『ひとはなぜ「認められたい」のか : 承認不安を生きる知恵』

作成者
山竹伸二 著
出版者
筑摩書房
刊年
2021.1

 ありのままの自分とは何でしょうか。人には自由に生きたいという欲求があり、一方で他人に認めれられたいという欲望もあります。この自由と承認の狭間で葛藤し、自己を喪失します。これは現代社会を生きる誰もが抱える課題だといえるでしょう。本書は、この認められたいという承認不安を哲学的に考察して、自由に生きる道筋を示します。
 承認不安の原因は、親や友だちといった周囲の人々の評価を過剰に気にして、場の空気を読み、顔色をうかがい、批判されないように、軽蔑されないように、自分の感情を抑え、本当にしたいことを我慢し、自由を放棄して周囲が期待する人間像を演じることにあります。

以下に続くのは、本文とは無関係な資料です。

PR #5596, opened 2019-04-23
Change tabs to spaces in echo messages for build.xml files

sharon-wang:
"echo" messages in the compile target for build.xml should contain spaces instead of tabs. 
These messages in build.xml files in the `test` directory have been updated to contain only spaces.

### DIFF
--- a/test/functional/cmdline_options_tester/build.xml
+++ b/test/functional/cmdline_options_tester/build.xml
@@ -1,7 +1,7 @@
 <?xml version="1.0"?>
 
 <!--
-  Copyright (c) 2016, 2018 IBM Corp. and others
+  Copyright (c) 2016, 2019 IBM Corp. and others
 
   This program and the accompanying materials are made available under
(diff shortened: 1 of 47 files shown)


sharon-wang:
@keithc-ca PR created for switching tabs to spaces in build.xml files

test/functional/cmdline_options_tester/build.xml
```diff
@@ -45,11 +45,10 @@
 
 	<target name="compile" depends="init" description="compile the source ">
 		<echo>Ant version is ${ant.version}</echo>
-		<echo>============COMPILER SETTINGS============</echo>
```
keithc-ca: Why was this line removed?

sharon-wang: Missed this deletion in my local diff - fixing!

sharon-wang:
@keithc-ca Reverted the accidental line deletion - this should be good to go now.

keithc-ca:

PR #5603, opened 2019-04-24
Initialize interface class method ordering

gacholio:
The method ordering re-uses the finalizeLinkOffset field, which is
usually 0 for interface classes, but not always. Explicitly initialize
the ordering to NULL when an interface class is created.

[ci skip]


gacholio:

DanHeidinga:
@gacholio how did we find this?  Is there a test case that we can use to validate it?

gacholio:
Issue was discovered by an IBM-internal run of some JRuby tests.

PR #5604, opened 2019-04-24
 Cache resolved methods inside heuristic regions 

dmitry-ten:
If a resolved method is created and cached inside heuristic
region, validation record will not be created.
However, when resolved method is retrieved from the cache
outisde of heuristic region, we need to add validation record,
which is what this change implements


dmitry-ten:
@mpirvu ready for review. Sanity testing already passed.

ymanton:
How does the in-process JIT deal with this? Are resolved methods inside heuristic regions recreated if they're needed outside of heuristic regions rather than being reused?

dmitry-ten:
Yes, I think the code makes sure that if resolved method is created inside heuristic region, it is not reused outside of it.

ymanton:
Jenkins copyright check

ymanton:
Jenkins line endings check

PR #5606, opened 2019-04-24
cache optimization for classByName

satbir-ca:
Currently there are two cache _systemClassByNameMap and
_customClassByNameMap. Both the cache are merged into a
single cache _classByNameMap. Also the _classByNameMap
is a global cache which give a better cache hit.

For unloaded classes purge the global cache(_classByNameMap).

### DIFF
--- a/runtime/compiler/control/JITaaSCompilationThread.cpp
+++ b/runtime/compiler/control/JITaaSCompilationThread.cpp
@@ -2844,7 +2844,7 @@ ClientSessionData::ClientSessionData(uint64_t clientUID, uint32_t seqNo) :
    _chTableClassMap(decltype(_chTableClassMap)::allocator_type(TR::Compiler->persistentAllocator())),
    _romClassMap(decltype(_romClassMap)::allocator_type(TR::Compiler->persistentAllocator())),
    _J9MethodMap(decltype(_J9MethodMap)::allocator_type(TR::Compiler->persistentAllocator())),
-   _systemClassByNameMap(decltype(_systemClassByNameMap)::allocator_type(TR::Compiler->persistentAllocator())),
+   _classByNameMap(decltype(_classByNameMap)::allocator_type(TR::Compiler->persistentAllocator())),
    _classChainDataMap(decltype(_classChainDataMap)::allocator_type(TR::Compiler->persistentAllocator())),
    _unloadedClassAddresses(NULL),
    _requestUnloadedClasses(true),
@@ -2855,7 +2855,7 @@ ClientSessionData::ClientSessionData(uint64_t clientUID, uint32_t seqNo) :
    _inUse = 1;
    _numActiveThreads = 0;
    _romMapMonitor = TR::Monitor::create("JIT-JITaaSROMMapMonitor");
-   _systemClassMapMonitor = TR::Monitor::create("JIT-JITaaSSystemClassMapMonitor");
+   _classMapMonitor = TR::Monitor::create("JIT-JITaaSClassMapMonitor");
    _classChainDataMapMonitor = TR::Monitor::create("JIT-JITaaSClassChainDataMapMonitor");
    _sequencingMonitor = TR::Monitor::create("JIT-JITaaSSequencingMonitor");
    _vmInfo = NULL;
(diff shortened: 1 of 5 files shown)


satbir-ca:

satbir-ca:
resolved

runtime/compiler/control/JITaaSCompilationThread.cpp
```diff
@@ -2919,6 +2919,16 @@ ClientSessionData::processUnloadedClasses(JITaaS::J9ServerStream *stream, const
             continue; // unloaded class was never cached
 
          J9ROMClass *romClass = it->second.romClass;
+
+         J9UTF8 *clazzName = NNSRP_GET(romClass->className, J9UTF8 *);
+         std::string className((const char *)clazzName->data, (int32_t)clazzName->length);
+         J9ClassLoader * cl = (J9ClassLoader *)(it->second.classLoader);
+         ClassLoaderStringPair key = {cl, className};
+            {
+            OMR::CriticalSection classMapCS(getClassMapMonitor());
```
mpirvu: Is there a guarantee that, if a class is present (as a value) in the classByNameMap, it is also present in the `romClassMap`? If, yes, I would like a comment explaining that. If not, the code is wrong because of the `continue` statement before.

mpirvu: Also, you have a nested critical section which can lead to deadlocks if in another part of the code the order of the monitors is different. It's probably better to iterate twice over the list of classes and avoid the nested critical section.

satbir-ca: we cannot reiterate class list as the classRommap entry is delete by that time. I check the code and i not find any where we are entering the critical section in reverse order. For being in the reverse critical section lock we need to call the method trying to take  ROMmapMonitor from method holding the ClassMapMonitor. These monitor are strictly being used to access the cache only.

mpirvu: The new code does a linear search over the `classByNameMap`. This is slow, but how often that situation is encountered is debatable.
Another improvement could be to acquire the romClassMapMonitor only once because locking and unlocking very frequently creates too much overhead. In either case if an ordering is imposed on the two monitors, I would like that order clearly being specified with a comment where monitors are declared/defined because nobody will remember this requirement coming from this piece of code.

Yet another possible improvement (maybe as a separate item) is to ask for information on the j9class when a j9class is inserted into classByNameMap. That way we guarantee that the j9class inside the classByNameMap is also present in the romClassMap

runtime/compiler/control/JITaaSCompilationThread.cpp
```diff
@@ -2947,12 +2958,39 @@ ClientSessionData::processUnloadedClasses(JITaaS::J9ServerStream *stream, const
...
+            {
+            auto itClass = getClassByNameMap().begin();
+            while (itClass != getClassByNameMap().end())
+               {
+               if (itClass->second == it->first)
+                  {
+                  getClassByNameMap().erase(itClass);
+                  break;
+                  }
+               itClass++;
```
mpirvu: typically iterators are incremented with ++it

runtime/compiler/control/JITaaSCompilationThread.cpp
```diff
@@ -2885,6 +2885,7 @@ ClientSessionData::processUnloadedClasses(JITaaS::J9ServerStream *stream, const
    {
    if (TR::Options::getVerboseOption(TR_VerboseJITaaS))
       TR_VerboseLog::writeLineLocked(TR_Vlog_JITaaS, "Server will process a list of %u unloaded classes for clientUID %llu", (unsigned)classes.size(), (unsigned long long)_clientUID);
+   std::unordered_map<TR_OpaqueClassBlock*, ClassUnloadedData> unloadedClassMap;
```
mpirvu: Does this have to be a hashtable? Wouldn't a vector be a better choice?

mpirvu:
Another point is that the code could benefit from more comments, like the point where a linear scan needs to be done.

runtime/compiler/control/JITaaSCompilationThread.cpp
mpirvu: Also, when using a vector, consider the usage of `reserve()` to avoid repeated allocations. You know the final size which the same as `classes.size()`

mpirvu:
In the future (another PR) we may want to consider using ROMMapMonitor to protect all these hashtables that deal with j9classes. Of course we may have to look at performance implications due to using the same lock more often.

satbir-ca:
updated

PR #5609, opened 2019-04-24
Implement z/OS XPLINK system linkage

fjeremic:
To get JitBuilder working on z/OS we need a proper z/OS system linkage in place, that means both frame shape and callout support. At the moment we have some half-baked solution in OMR which does not cut it, since we cannot even run the simplest JitBuilder test cases (see eclipse/omr#3693).

This PR introduces minimal, but proper XPLINK support to OMR and lays out the groundwork for pushing Java-isms out of OMR and consolidating much of the system linkage support across Linux and z/OS. There are many changes in the PR, each of which deserves it's own commit. Each commit comment outlines the specific change made. The work is not done yet, but to avoid feature creep as this is a *deep* rabbit hole I've chosen this as the point where the code is good enough to be reviewed and contributed to the project while I continue to work on it in the background.

The following is a summary of some of the goals of this PR:

- Implement proper XPLINK z/OS system linkage to allow for JitBuilder test cases in eclipse/omr#3693 to run
- Create necessary snippets for XPLINK
- Partition Linux and z/OS system linkages so they're as identical as possible to make the code simple to understand
- Sink OpenJ9 code into OMR and vice-versa
- Document existing and newly added APIs


fjeremic:
Depends on eclipse/omr#3779.

fjeremic:
Jenkins test sanity all depends eclipse/omr#3779

fjeremic:
Jenkins test sanity zlinux depends eclipse/omr#3779

fjeremic:
Jenkins test sanity zlinux depends eclipse/omr#3779

fjeremic:
Jenkins test sanity all depends eclipse/omr#3779

PR #5610, opened 2019-04-24
Reducing the message getClassFromCP

satbir-ca:
Created a constant pool to class cache and check this cache
before making the remote call.

On unloading the classes purge cache. If the class is not
cached iterate the cache for the classes from the unload
class list and remove the entries.

### DIFF
--- a/runtime/compiler/control/JITaaSCompilationThread.cpp
+++ b/runtime/compiler/control/JITaaSCompilationThread.cpp
@@ -2867,6 +2867,7 @@ ClientSessionData::ClientSessionData(uint64_t clientUID, uint32_t seqNo) :
    _J9MethodMap(decltype(_J9MethodMap)::allocator_type(TR::Compiler->persistentAllocator())),
    _classByNameMap(decltype(_classByNameMap)::allocator_type(TR::Compiler->persistentAllocator())),
    _classChainDataMap(decltype(_classChainDataMap)::allocator_type(TR::Compiler->persistentAllocator())),
+   _constantPoolToClassMap(decltype(_constantPoolToClassMap)::allocator_type(TR::Compiler->persistentAllocator())),
    _unloadedClassAddresses(NULL),
    _requestUnloadedClasses(true),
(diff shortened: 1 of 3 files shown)


satbir-ca:

satbir-ca:

runtime/compiler/control/JITaaSCompilationThread.cpp
```diff
@@ -3451,6 +3440,37 @@ JITaaSHelpers::getRemoteROMClassIfCached(ClientSessionData *clientSessionData, J
...
+               }
+            ++itClass;
+            }
+         }
+      //DO NOT remove the entry from the unloadedClasses as it will be needed to purge other caches.
+      ++it;
+      ++data;
+      }
+   }
+
```
ymanton: Since this is a templated method and it's implementation is only in this cpp file it can only be used in this file. Is that your intention? I'm OK with that, it seems like `purgeCache()` doesn't need to be called from anywhere else so there's no point in making it accessible to others, but if someone decides to call it from somewhere else they'll probably get a confusing linker error. Maybe you should add a comment to `purgeCache()` in the header explaining this.

runtime/compiler/control/JITaaSCompilationThread.hpp
```diff
@@ -344,6 +350,8 @@ class JITaaSHelpers
    static bool getAndCacheRAMClassInfo(J9Class *clazz, ClientSessionData *clientSessionData, JITaaS::J9ServerStream *stream, ClassInfoDataType dataType,  void *data);
    static bool getAndCacheRAMClassInfo(J9Class *clazz, ClientSessionData *clientSessionData, JITaaS::J9ServerStream *stream, ClassInfoDataType dataType1, void *data1, ClassInfoDataType dataType2, void *data2);
    static void getROMClassData(const ClientSessionData::ClassInfo &classInfo, ClassInfoDataType dataType, void *data);
+template <typename map, typename key>
+static void purgeCache (std::vector<ClassUnloadedData> *unloadedClasses, map m, key ClassUnloadedData::*k);
```
ymanton: Can you indent these lines to match the others?

satbir-ca:
updated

こうした行為を本書では、「空虚な承認ゲーム」と呼びます。このゲームは、幼少期から大人の世界にいたるまであらゆるところで展開されています。自分の本音を抑えて周囲に同調し、偽りの自分を演じ続けていると、当然ありのままの自分でいることもできなくなります。そうすると自己不全感が強くなり、自由を感じられなくなります。しかし、身近な人々の考え方や行動に同調したところで、他人が認めて受け入れてくれるわけではないため、孤独感や承認不安はますます膨らんでいくという悪循環に陥ります。
 本書はこうした自由と承認の葛藤を克服して、自己の喪失という闇から脱却する方法を提示するにとどまらず、子育て・保育・教育・看護・介護などの多様な局面にまで広げて、自由と承認を得られる相互ケアによる共生社会の可能性を模索します。自己を取り戻し、自分の人生を自信と責任を持って生きるための手引きとなる1冊です。